Scan the records and identify every line in which the string "RTIMEOUT" occurs, then return those lines.

━━ ENTRIES SHOWN ━━

PR #1683, opened 2015-05-13
Ogone: Pass along a timeout value on each request

tomhipkin:
Hey,

I have come across the need to specify a timeout in requests to Ogone. This feature is supported in their API and aims to ensure that a response is always returned. In the case **they** are having trouble acquiring funds, our application will receive and know to start polling for the end result.

Sadly I am unable to write the full test I would like (with actual response) because I cannot simulate the gateway's time out response. There is no way I can see to mark a specific request to behave like a timed out request and respect the `RTIMEOUT` value provided.

This change conforms to their documentation found at the top of page 9 here: http://www.barclaycard.co.uk/business/files/ePDQ_Direct_Link_Guide.pdf

I will be using this change in the wild to see if it works, I'd appreciate any help in creating a valid test response for this.

Cheers.

ActiveMerchant: 1.49.0 
Ruby: 2.1.2p95
ActiveSupport: 4.2.1
Nokogiri: 1.6.6.2

### DIFF
--- a/lib/active_merchant/billing/gateways/ogone.rb
+++ b/lib/active_merchant/billing/gateways/ogone.rb
@@ -335,6 +335,7 @@ module ActiveMerchant #:nodoc:
       end
 
       def commit(action, parameters)
+        add_pair parameters, 'RTIMEOUT', @options[:timeout] if @options[:timeout]
         add_pair parameters, 'PSPID',  @options[:login]
         add_pair parameters, 'USERID', @options[:user]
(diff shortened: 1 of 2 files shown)


tomhipkin:
I've been using this in production for a few weeks now and this change has made a massive difference for our application.

When Ogone takes too long, it now responds with an incomplete response (92) and ensures the rest of the request executes timeout free.

Hoping we can get this accepted now. Thoughts?

girasquid:
Thanks!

━━━

_SOLUTION FOR THIS TASK_:
Sadly I am unable to write the full test I would like (with actual response) because I cannot simulate the gateway's time out response. There is no way I can see to mark a specific request to behave like a timed out request and respect the `RTIMEOUT` value provided.
+        add_pair parameters, 'RTIMEOUT', @options[:timeout] if @options[:timeout]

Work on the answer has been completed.